By the time Jimmy emerged as a Delmark recording artist in 1996, he had crafted a compelling, original blues style, based on his Delta roots, the sounds of Chicago, rocking rhythms, and soulful R&B, imbued with a refreshing enthusiasm missing from so many contemporary recordings.
Back To The Delta reflects those same influences with 13 original songs including “Juke, Juke, Juked,” “Stranded In Clarksdale,” and “Country Boy In The City.” The title track “Back To The Delta” is about Jimmy’s hometown just up the road from Tutwiler, where the blues was born.
The Delta landscape has changed since Jimmy grew up there with his eight brothers and sisters (including Eddie Burns, who went on to become a noted bluesman in Detroit). Gone are the tenant shacks and the sharecroppers who lived in them, rendered obsolete by the mechanization of cotton farming. Tutwiler was a bustling town then, a center of local commerce; now most of the old stores and businesses are closed, and a different kind of traffic drifts in and out: blues tourists, on their pilgrimages to see the site of the train station (itself also long since demolished), “home of the blues” signage and blues murals painted on the building walls on a few years ago, and just outside of town, Sonny Boy Williamson’s grave. But for Jimmy Burns, the Delta has remained a source of inspiration.

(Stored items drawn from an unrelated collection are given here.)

PR #499, opened 2015-09-15
Removing code to check workshop URLs

gvwilson:
We are no longer storing workshop URLs in the `site` repo, so we don't need to check them against the database.


pbanaszkiewicz:
Looks okay. I'll merge once we're done with v0.9.5.

PR #502, opened 2015-09-22
Update settings

pbanaszkiewicz:
This PR:

* changes default logging settings in order to silence SuspiciousOperation errors that were spamming our mailboxes
* adds updated email address to admins' mailing list - this change is present in production, I just want to add it to the codebase and maybe release v0.9.7 after that?

### DIFF
--- a/amy/settings.py
+++ b/amy/settings.py
@@ -107,6 +107,32 @@ TEMPLATES = [
     }
 ]
 
+LOGGING = {
+    'version': 1,  # necessary
+
+    # merge with default settings instead of overwriting
+    'disable_existing_loggers': False,
+
+    'handlers': {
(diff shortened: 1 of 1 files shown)


pbanaszkiewicz:
I'm closing this PR without merging.

Reason: with current [fail2ban](http://www.fail2ban.org/wiki/index.php/Main_Page) settings, we get only 1 email notification about wrong HTTP_HOST (previously it was like up to 17 emails per night).

If 64b834d was merged, we'd never see any notifications and would never know that there's something to block (for example attackers change their strategy and we don't get notifications about their newest attempts).

To sum up: with fail2ban we keep up to 1 email per IP per day, but if the attackers change their strategy we'll be notified.

And I'll cherry-pick 7cb9979 into `develop`.

PR #504, opened 2015-09-24
Making form purpose clearer in titles.

gvwilson:
The forms for requesting SWC and DC workshops didn't say which kind of workshop it was - this adds that. It also make the title of the instructor info update form clearer.

Question: why are the SWC and DC workshop request forms classes, while the instructor info update form is a function?


pbanaszkiewicz:
> Question: why are the SWC and DC workshop request forms classes, while the instructor info update form is a function?

Instructor's update view doesn't have to be inherited. Originally SWC and DC workshop request views were functions too, but they shared **a lot** of the same code.

PR #506, opened 2015-09-24
Use separate templates for SWC/DC workshop requests

### LINKED ISSUE #505: Forms are not styled with AMY logo or other logos
The workshop request forms and the instructor info update form should display the AMY logo and the SWC or DC logos.

pbanaszkiewicz:
The intent is to add organizations' logos to respective workshop request
pages.

This fixes #505.

The things to consider:
* scale DC image down?
* add AMY logo too?


gvwilson:
What about passing the logo name in the context?  That way, one template would still serve for both forms.

pbanaszkiewicz:
@gvwilson I decided to use template inheritance for a number of reasons:

1. Similarity to view inheritance
2. Django views in most cases use similar approach with template name in a variable, instead of different contexts

But of course passing logo name in a context is just another approach, and I don't think any of them is worse.

gvwilson:
Your call.

pbanaszkiewicz:
@gvwilson I'd stay with template inheritance.

What about DC logo? Is it too big or not?

gvwilson:
It seems pretty big - how big is the SWC logo?

pbanaszkiewicz:
The logos are the same as on this page: http://swcarpentry.github.io/instructor-retreat-2015/

Except that DC's logo is scaled down, but you can click on the image and select "View image" from context menu.

SWC logo is in natural size.

gvwilson:
Hm - I think Data Carpentry's logo has been squished vertically (at 
least, the text looks funny).  I'll check with Tracy.

pbanaszkiewicz:
@gvwilson you're right, it's squished, but the original logo (https://swcarpentry.github.io/instructor-retreat-2015/img/data-carpentry-banner.png) isn't that bad. And that's the logo I used in the form. You can compare the size with SWC logo (https://swcarpentry.github.io/instructor-retreat-2015/img/software-carpentry-banner.png) in your browser.

PR #509, opened 2015-09-28
Automatically count event attendees

### LINKED ISSUE #508: Get attendance count from list of learners
See https://amy.software-carpentry.org/workshops/event/2015-08-27-ualberta for example.  List of learners was imported into AMY but attendance count is still null.

Can we have something where attendance = null by default, can be updated by direct user input OR count(learners), whichever is greater.

(Also I've been interpreting attendance to be only learners, not helpers/instructors/etc)

pbanaszkiewicz:
This fixes #508.

### DIFF
--- a/workshops/test/test_util.py
+++ b/workshops/test/test_util.py
@@ -98,6 +98,7 @@ class CSVBulkUploadTestBase(TestBase):
                                         fullname='Test Host')
 
         Role.objects.create(name='Instructor')
+        Role.objects.create(name='learner')
         Event.objects.create(start=datetime.now(),
                              host=test_host,
                              slug='foobar',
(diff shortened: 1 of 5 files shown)


workshops/util.py
```diff
@@ -227,6 +235,13 @@ def create_uploaded_persons_tasks(data):
             except ObjectDoesNotExist as e:
                 raise ObjectDoesNotExist('{0} (for {1})'.format(str(e), row))
 
+    for event in events:
+        # count attendees
+        learners = event.task_set.filter(role__name='learner').count()
+        # update attendees count if number of learner tasks > event.attendance
+        Event.objects.filter(pk=event.pk, attendance__lt=learners) \
+                     .update(attendance=learners)
```
gvwilson: Does this work if event.attendance is NULL as well?

workshops/views.py
```diff
@@ -853,6 +853,12 @@ def event_edit(request, event_ident):
                     ),
                 )
 
+                # if event.attendance is lower than number of learners, then
+                # update the attendance
+                learners = event.task_set.filter(role__name='learner').count()
+                Event.objects.filter(pk=event.pk, attendance__lt=learners) \
+                             .update(attendance=learners)
+
```
gvwilson: Is this the same logic as in util.py?  Can it be consolidated so that there's one place where we do this calculation and update?  Because it's highly likely to evolve.

workshops/util.py
pbanaszkiewicz: No, it doesn't - `attendance` needs to be numeric (ie. non-null). You think it should work for `attendance_isnull=True`?

gvwilson: If you can guarantee that attendance is always non-NULL... otherwise, yeah.

pbanaszkiewicz:
@gvwilson updated.

workshops/test/test_util.py
```diff
@@ -329,6 +330,42 @@ def test_upload_existing_user_existing_task(self):
         self.assertEqual(users_pre, users_post)
         self.assertEqual(rv.status_code, 200)
 
+    def test_attendance_increases(self):
+        """
+        Check if uploading tasks with role "learner" increase event's
+        attendance.
+        """
+        foobar = Event.objects.get(slug="foobar")
+        assert foobar.attendance is None  # testing for None case
```
gvwilson: I think the comment is redundant :-)

gvwilson:
:+1: - is there a migration to update the attendance counts of existing events, or do we do that by hand after applying this change?

pbanaszkiewicz:
I honestly did not think about a migration. You're right, there should be one for the historical events.

gvwilson:
Can you please add, and then I'll re-review?
Thakns,
Greg

On 2015-09-29 2:01 PM, Piotr Banaszkiewicz wrote:
>
> I honestly did not think about a migration. You're right, there should 
> be one for the historical events.
>
> —
> <https://github.com/swcarpentry/amy/pull/509#issuecomment-144051309>.
>

-- 

pbanaszkiewicz:
@gvwilson sure, added :)

gvwilson:
:+1:

PR #510, opened 2015-09-29
API: use website URLs

### LINKED ISSUE #501: Wrong link being sent to main website
(Amended) use event.get_website_url to fetch the URL for a workshop when building the main website in order to prevent problems of the kind described below.

----

1. Go to http://software-carpentry.org/workshops/index.html#future
2. Look at the Sept 28-29 workshop at Oxford
3. The link is to the GitHub repository, *not* to the GitHub Pages website.
4. But if you look in AMY at https://amy.software-carpentry.org/workshops/event/2015-09-28-oxford, the website URL and repository URL fields look correct.

Same issue shows up with several other workshops (e.g., Sept 17-18 at Western University Sydney links to the repo, not to the gh-pages site).

pbanaszkiewicz:
This fixes #501 by changing `Event.get_website_url()` and `Event.get_repository_url()` into properties `Event.website_url` and `Event.repository_url`.


workshops/models.py
```diff
@@ -481,7 +481,7 @@ class Event(models.Model):
     REPO_FORMAT = 'https://github.com/{name}/{repo}'
     WEBSITE_REGEX = re.compile(r'https?://(?P<name>[^.]+)\.github\.'
                                r'(io|com)/(?P<repo>[^/]+)/?')
-    WEBSITE_FORMAT = 'https://{name}.github.io/{repo}'
+    WEBSITE_FORMAT = 'https://{name}.github.io/{repo}/'
```
gvwilson: Provisionally, but once we move to your "info in meta headers" idea, we'll need to accept a wider range of URLs (?).

api/test/test_events.py
```diff
@@ -104,12 +104,12 @@ def setUp(self):
...
                 'humandate': 'Aug 28-29, 1993',
-                'latitude': 3,
-                'longitude': -2,
+                'latitude': 3.,
+                'longitude': -2.,
                 'venue': 'University',
                 'address': 'On the street',
                 'country': 'US',
-                'url': 'http://url1/',
+                'url': 'https://user.github.io/repository/',
```
gvwilson: Are there tests as well for invalid URLs being rejected?  Or converted?

workshops/templates/workshops/all_events.html
```diff
@@ -45,9 +45,9 @@
             </a>
           {% endif %}
         </td>
-        <td {% if not event.get_repository_url %}class="warning"{% endif %}>
-          {% if event.get_repository_url %}
-          <a href="{{ event.get_repository_url }}">{{ event.get_repository_url|cut:"https://github.com/" }}
+        <td {% if not event.repository_url %}class="warning"{% endif %}>
+          {% if event.repository_url %}
+          <a href="{{ event.repository_url }}">{{ event.repository_url|cut:"https://github.com/" }}
```
gvwilson: Urk - no.  If we're going to massage URLs for display, we should do that in the view class, not in the template.  (Have a helper function to add another element to the context which is the value displayed?)  Reasoning is 1. logic all in one place and 2. we may allow a wider range of URLs in the very near future.

workshops/templates/workshops/event.html
```diff
@@ -15,8 +15,8 @@
...
+  <tr><td>Website URL:</td><td colspan="2">{{ event.website_url|default:"—"|urlize }}</td></tr>
+  <tr><td>Repository URL:</td><td colspan="2">{{ event.repository_url|default:"—"|urlize }} {% if event.repository_url %}<a href="{% url 'validate_event' event.get_ident %}" class="btn btn-primary btn-xs pull-right" id="validate_event">validate event</a>{% else %}<a class="btn btn-danger btn-xs pull-right" id="error_event_url" href="#" data-toggle="popover" data-trigger="focus" title="Validation error" data-content="Cannot validate an event without URL pointing to the GitHub repository, e.g.: <code>https://github.com/swcarpentry/2015-05-24-training</code>">Error</a>{% endif %}</td></tr>
```
gvwilson: +1.

workshops/test/test_event.py
```diff
@@ -187,14 +187,14 @@ def test_website_url(self):
             'https://github.com/user-name/repo-name',
             'https://github.com/user-name/repo-name/',
         ]
-        WEBSITE = 'https://user-name.github.io/repo-name'
+        WEBSITE = 'https://user-name.github.io/repo-name/'
```
gvwilson: Hm - do we absolutely require the trailing / ?  Do we have tests for what happens when it's not present?  Does the web interface reject URLs lacking the trailing / ?

workshops/templates/workshops/all_events.html
pbanaszkiewicz: I'm against cutting the URL in this place anyway, but I believe it was historical code so I left it intact. Since you're against then I'll remove it.

workshops/models.py
pbanaszkiewicz: It's just a formatting. So it works like this: 
1. try to match known regex against some URL
2. Success? Format it with `WEBSITE_FORMAT` or `REPO_FORMAT` (depending on whether it's `Event.website_url` or `Event.repository_url`)
3. Failure? Just return the original URL

This way, since most of the URLs are from GitHub, we can match & transform most of them, but for the links we cannot match we still have the original URL.

api/test/test_events.py
pbanaszkiewicz: These are tests for API returning what we want. The tests for `website_url` and `repository_url` are in `workshops.test.test_event.TestEvent.test_website_url`, `workshops.test.test_event.TestEvent.test_repository_url` and `workshops.test.test_event.TestEvent.test_wrong_repository_website_urls`.

workshops/test/test_event.py
pbanaszkiewicz: 1. We have tests for lack of trailing slash (or its presence), see https://github.com/swcarpentry/amy/pull/510/files#r40770937
2. In this case it's only a representation that we store in the `WEBSITE` variable.
3. The web interface accepts URLs with both trailing slashes and without, but tries to represent them with the trailing slash present
4. The rationale for adding the trailing slash is that GitHub redirects from `https?://user.github.io/repo` to `https?://user.github.io/repo/`, but it does not do that with repositories in `https://github.com/user/repo` format.

pbanaszkiewicz:
@gvwilson Rebased + added some slight changes.

gvwilson:
:+1:

PR #511, opened 2015-10-01
Add back the EU country, since it's used in some hosts

pbanaszkiewicz:
This commits adds back the "fake" EU country. Apparently Europe's flag is already present in the django-countries, it's just the country that's not available.


gvwilson:
Is the flag icon already there?  Either way, :+1:

pbanaszkiewicz:
Yes, apparently the EU flag is included in django-countries.

gvwilson:
Ship it.

PR #528, opened 2015-10-09
Switch for new/closed requests

### LINKED ISSUE #523: View archived requests
We can now create a new event in AMY based on a workshop request.  Once we do that though, the workshop request is no longer visible.  If I missed entering in some detail in creating the event, the workshop request is no longer visible. 

I know it's in my email but it would be nice to see it right from AMY.

pbanaszkiewicz:
This fixes #523.

New "filter switch" was added on both event requests and profile update requests lists. They allow users to quickly switch between closed and open requests.

### DIFF
--- a/workshops/templates/workshops/all_eventrequests.html
+++ b/workshops/templates/workshops/all_eventrequests.html
@@ -1,6 +1,10 @@
 {% extends "workshops/_page.html" %}
 
 {% block content %}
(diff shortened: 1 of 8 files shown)


pbanaszkiewicz:
@gvwilson I kinda need this reviewed and merged :-) Thanks!

gvwilson:
:+1:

This album is dedicated to all the great delta musicians, past and present, starting with my late father Albert Burns Sr. I listened to him at a very early age and learned about musicians such as Blind Boy and Blind Lemon Jefferson to whom I dedicate “All About My Woman.” Back To The Delta is a tribute to the delta region Mississippi where Muddy Waters, Howlin’ Wolf, John Lee Hooker and so many other greats came from. With love and respect.